Use the Polygon() method to convert the chain codes to coordinates. Though it doesn't return the coordinates of pixels around the edge of the object, but rather coordinates in between the object and background pixels.

We could expose the PrepareCodeTable() method, returning only the position offsets as a list of 2-tuples (which would be straight-forward to convert to a NumPy array). I agree the offsets are likely not useful in Python code, none of the Image methods that use an offset for indexing are exposed to Python. But then we might as well expose the deltas4 and deltas8 arrays (they're currently not documented, but public).

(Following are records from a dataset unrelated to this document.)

PR #1410, opened 2025-07-30
[MDL-80945] Update quizaccess page

michaelkotlyar:


data/main/components.json
```diff
@@ -34,6 +34,7 @@
         "qbank": "public/question/bank",
         "qbehaviour": "public/question/behaviour",
         "qformat": "public/question/format",
+        "quizaccess": "public/mod/quiz/access",
```
andrewnicols, line 37: Please remove this - it is wrong.

The new component is a subplugin of mod_quiz and not a global plugin type.
The content of this file is automatically pulled in.

docs/apis/plugintypes/quizaccess/_examples/override_rule.php
```diff
@@ -0,0 +1,48 @@
+use mod_quiz\local\access_override_rule_base;
+use MoodleQuickForm;
+use context_module;
+use context;
+
+class override_rule extends access_override_rule_base {
+
```
andrewnicols, line 7: Please pass this file through the code style checker and fix it.

It's worth noting tha twe also tend to further reduce line length limits to around 80 characters in docs because the way that code scrolls left-to-right makes it hard to view things in context.

docs/apis/plugintypes/quizaccess/_examples/override_rule.php
```diff
@@ -0,0 +1,48 @@
...
+    /**
+     * All of the below access_override_rule_base functions to be implemented.
+     */
+
+    public static function add_form_fields(context_module $context, int $overrideid, object $quiz, MoodleQuickForm $mform): void {
```
andrewnicols, line 12: Example of exagerated line length limit:
```suggestion
    public static function add_form_fields(
        context_module $context,
        int $overrideid,
        object $quiz,
        MoodleQuickForm $mform,
    ): void {
```

docs/apis/plugintypes/quizaccess/_examples/override_rule.php
```diff
@@ -0,0 +1,48 @@
...
+        // Do nothing.
+    }
+
+    public static function validate_form_fields(array $errors,
+            array $data, array $files, context_module $context): array {
```
andrewnicols, line 17: Note: This coding style is not accepted in Moodle core code any more.

versioned_docs/version-5.0/apis/plugintypes/quizaccess/_examples/override_rule.php
```diff
@@ -0,0 +1,49 @@
+use mod_quiz\form\edit_override_form;
+use mod_quiz\local\access_override_rule_base;
+use MoodleQuickForm;
+use context_module;
+use context;
+
+class override_rule extends access_override_rule_base {
```
andrewnicols, line 7: Ditto the other exampels

andrewnicols (changes requested):
Hi,

Firstly thanks for the really detailed update. Much appreciated.
Given this is documentation for a new feature, and we do not land new features in stable versions of Moodle (5.0), there is no need to document it for 5.0. I really appreciate you taking the time to do so, but it won't be landing there.

The only other comment I have is with regards to coding style.
For dev docs we artificially reduce the line length to ensure that code examples fit within the width of the code container. That's around about 105 characters max, but it's often easier to read when it's slightly less than that. I've included a screenshot of what I mean in the generated code:

Image

We also aim to make our coding examples meet current coding style rules because people will use them as copy/paste examples of good practice.

Thanks again.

The alternative is to add a method similar to Polygon() that converts the chain codes to the corresponding pixel coordinates. This could be added to the C++ API, and exposed to Python. Maybe Coordinates(), returning a dip::CoordinateArray.

anntzer commented 1 year ago

Unless I am mistaken, Polygon() doesn't allow (at least from Python) to convert to coordinates either?

crisluengo commented 1 year ago

The dip.Polygon object returned uses the buffer protocol, so you can cast it to a NumPy array. It actually implicitly casts, so you can directly use it as input to NumPy functions. You can also index it directly to get back an (x,y) tuple, and iterate over it.

anntzer commented 1 year ago

Ah, sorry, I didn't realize that, thanks for pointing this out.

Still, what I care about is indeed the pixels on the edge, not the coordinates between object and background, so some way of getting coordinates from the chaincode would be appreciated.